| TASK OBJECTIVE |
For this exercise, copy out each line of the material below that includes "CollectorErrataProductVariant".

- - -

PR #503, opened 2023-06-18
Add PNC SBOM UMB listener and fetch task

kgrant-rh:
Add a UMB listener for SBOMer's "sbom available" messages and a task to fetch and parse them. The actual parsing will be implemented in CORGI-488.

### DIFF
--- a/corgi/tasks/pnc.py
+++ b/corgi/tasks/pnc.py
@@ -1,0 +1,40 @@
+import logging
+
+import requests
+from celery_singleton import Singleton
+from requests.exceptions import HTTPError
+
+from config.celery import app
+from corgi.collectors.pnc import parse_pnc_sbom
+from corgi.core.models import ProductVariant
+
+logger = logging.getLogger(__name__)
+
+
+@app.task(base=Singleton)
+def slow_fetch_pnc_sbom(purl: str, product_data, build_data, sbom_data) -> None:
+    logger.info("Fetching PNC SBOM %s for purl %s", sbom_data["id"], purl)
+    """Fetch a PNC SBOM from sbomer"""
+
+    # Validate the supplied product information
+    try:
+        ProductVariant.objects.get(name=product_data["productVariant"])
+    except ProductVariant.DoesNotExist:
+        logger.warning(
+            "PNC SBOM provided for nonexistant product variant: %s", product_data["productVariant"]
+        )
+        return
+
+    # Fetch and parse the SBOM
+    try:
+        r = requests.get(sbom_data["link"])
+        r.raise_for_status()
+    except HTTPError:
+        logger.warning("Failed to fetch PNC SBOM: %s", sbom_data["link"])
+        return
+
+    # TODO: Fetch any necessary PNC build info
+
+    logger.info(f"SBOM fetched for purl {purl}")
+
+    parse_pnc_sbom(r.json())
--- a/corgi/tasks/pnc.py
+++ b/corgi/tasks/pnc.py
@@ -2,39 +2,32 @@ import logging
 
 import requests
 from celery_singleton import Singleton
-from requests.exceptions import HTTPError
 
 from config.celery import app
+from corgi.collectors.models import CollectorErrataProductVariant
 from corgi.collectors.pnc import parse_pnc_sbom
-from corgi.core.models import ProductVariant
+from corgi.tasks.common import RETRY_KWARGS, RETRYABLE_ERRORS
 
 logger = logging.getLogger(__name__)
 
 
-@app.task(base=Singleton)
+@app.task(base=Singleton, autoretry_for=RETRYABLE_ERRORS, retry_kwargs=RETRY_KWARGS)
 def slow_fetch_pnc_sbom(purl: str, product_data, build_data, sbom_data) -> None:
     logger.info("Fetching PNC SBOM %s for purl %s", sbom_data["id"], purl)
     """Fetch a PNC SBOM from sbomer"""
 
     # Validate the supplied product information
     try:
-        ProductVariant.objects.get(name=product_data["productVariant"])
-    except ProductVariant.DoesNotExist:
+        CollectorErrataProductVariant.objects.get(name=product_data["productVariant"])
+    except CollectorErrataProductVariant.DoesNotExist:
         logger.warning(
             "PNC SBOM provided for nonexistant product variant: %s", product_data["productVariant"]
         )
         return
 
     # Fetch and parse the SBOM
-    try:
-        r = requests.get(sbom_data["link"])
-        r.raise_for_status()
-    except HTTPError:
-        logger.warning("Failed to fetch PNC SBOM: %s", sbom_data["link"])
-        return
-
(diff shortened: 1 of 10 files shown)


kgrant-rh:
The branch name is incorrect, this is actually related to CORGI-489.

juspence:
Tagging @juspence so I have an email reminder to review this (in my Github folder / dedicated PR queue, which is less busy than my inbox).

tests/data/pnc/sbom_complete.json
```diff
@@ -0,0 +1,59 @@
...
+  "topic": "/topic/VirtualTopic.eng.pnc.sbom.spike.complete",
+  "timestamp": 1686698102.0,
+  "certificate": null,
+  "signature": null,
+  "username": null,
+  "crypto": null,
+  "msg": {
+    "build": {
+      "id": "AZLCRNRPSHQAA",
+      "link": "https://orch.psi.redhat.com/pnc-rest/v2/builds/AZIE75KE6KIAA",
```
juspence: Let's remove internal URLs from our code / test data on Github. You can just replace the hostname with example.com.

Not a huge deal and we've got dozens of URLs like this in our commit history already. We have a separate task to clean all those up, so for now you can just amend this commit and force-push to this branch before merging.

tests/data/pnc/sbom_complete.json
```diff
@@ -0,0 +1,59 @@
...
+        "productName": "RHBQ",
+        "productVariant": "8Base-RHBQ-2.13",
+        "productVersion": "RHEL-8-RHBQ-2.13"
+      }
+    },
+    "purl": "pkg:maven/com.redhat.quarkus.platform/quarkus-bom@2.13.8.Final-redhat-00003?type=pom",
+    "sbom": {
+      "bom": {
+        "format": "cyclonedx",
+        "link": "https://sbomer.apps.ocp-c1.prod.psi.redhat.com/api/v1alpha1/sboms/456597260580114432/bom",
```
juspence: URL should be fixed, assuming it doesn't resolve when off-VPN. If SBOMer is publically available then it's fine to leave this.

tests/data/pnc/sbom_complete.json
```diff
@@ -0,0 +1,59 @@
...
+        "version": "1.4"
+      },
+      "id": "456597260580114432",
+      "link": "https://sbomer.apps.ocp-c1.prod.psi.redhat.com/api/v1alpha1/sboms/456597260580114432"
```
juspence: URL.

tests/data/pnc/pnc_sbom.json
juspence, line 1: Do we really need the whole SBOM for the tests? It's huge and has lots of internal URLs in it. Can we remove 99% of the contents, and just have e.g. 3 components with a few dependencies each and sanitized / removed internal URLs?

tests/test_monitor.py
```diff
@@ -70,8 +71,9 @@ def test_brew_umb_handler_setup():
 
     # The addresses and selectors of the dispatcher should match those of a handler
     handler = BrewUMBHandler()
-    assert dispatcher.virtual_topic_addresses.keys() == handler.virtual_topic_addresses.keys()
-    assert dispatcher.selectors == handler.selectors
+    assert set(dispatcher.virtual_topic_addresses).issuperset(
+        set(handler.virtual_topic_addresses))
+    assert set(dispatcher.selectors).issuperset(set(handler.selectors))
```
juspence: This makes sense, but should we add a similar test_sbomer_umb_handler_setup test here? In other words, do we need to test the PNC topic addresses and selectors we define for the new SBOMer class you added?

corgi/tasks/pnc.py
```diff
@@ -0,0 +1,40 @@
...
+from requests.exceptions import HTTPError
+
+from config.celery import app
+from corgi.collectors.pnc import parse_pnc_sbom
+from corgi.core.models import ProductVariant
+
+logger = logging.getLogger(__name__)
+
+
+@app.task(base=Singleton)
```
juspence: There are some standard kwargs we add to every Celery task, which control retries for known exceptions and some other fiddly bits. Let's add those here as well - you should be able to just copy the decorator from any other task.

corgi/tasks/pnc.py
```diff
@@ -0,0 +1,40 @@
...
+    except ProductVariant.DoesNotExist:
+        logger.warning(
+            "PNC SBOM provided for nonexistant product variant: %s", product_data["productVariant"]
+        )
+        return
+
+    # Fetch and parse the SBOM
+    try:
+        r = requests.get(sbom_data["link"])
+        r.raise_for_status()
```
juspence: Let's avoid one-letter variable names:
```suggestion
        response = requests.get(sbom_data["link"])
        response.raise_for_status()
```

corgi/tasks/pnc.py
```diff
@@ -0,0 +1,40 @@
...
+    except HTTPError:
+        logger.warning("Failed to fetch PNC SBOM: %s", sbom_data["link"])
+        return
```
juspence: I think we should let the task fail with an exception here, so we get an email about this error and can investigate. Or is this placeholder code because the link in the UMB message doesn't point to a real / working SBOM in PNC?

corgi/tasks/pnc.py
```diff
@@ -0,0 +1,40 @@
...
+    """Fetch a PNC SBOM from sbomer"""
+
+    # Validate the supplied product information
+    try:
+        ProductVariant.objects.get(name=product_data["productVariant"])
+    except ProductVariant.DoesNotExist:
+        logger.warning(
+            "PNC SBOM provided for nonexistant product variant: %s", product_data["productVariant"]
+        )
+        return
```
juspence: I get that we don't want to be spammed with errors when SBOMer sends messages about variants / products we haven't loaded yet. But hiding the error here means we won't notice if every single message refers to a nonexistent variant.

I guess it's fine (or at least I can't think of a better solution), but let's keep an eye on things after we merge this code. That way we'll know if we process any messages correctly, or if e.g. the variant names in the message are always different than the variant names in ET / Corgi.

corgi/tasks/pnc.py
```diff
@@ -0,0 +1,40 @@
...
+
+from config.celery import app
+from corgi.collectors.pnc import parse_pnc_sbom
+from corgi.core.models import ProductVariant
+
+logger = logging.getLogger(__name__)
+
+
+@app.task(base=Singleton)
+def slow_fetch_pnc_sbom(purl: str, product_data, build_data, sbom_data) -> None:
```
juspence, line 15: Let's add a test for this task.

juspence (approved):

corgi/tasks/pnc.py
jasinner: We can probably ingest the Components without linking to a ProductVariant. Maybe a good idea here to be to make sure any product_data["productVariant"] existing in ET by checking CollectorErrataProductVariant exists by that name?

jasinner (approved):
LGTM. Just need to fix lint error from CI.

- - -

| RESULT OF THE EXERCISE |
+from corgi.collectors.models import CollectorErrataProductVariant
+        CollectorErrataProductVariant.objects.get(name=product_data["productVariant"])
+    except CollectorErrataProductVariant.DoesNotExist:
jasinner: We can probably ingest the Components without linking to a ProductVariant. Maybe a good idea here to be to make sure any product_data["productVariant"] existing in ET by checking CollectorErrataProductVariant exists by that name?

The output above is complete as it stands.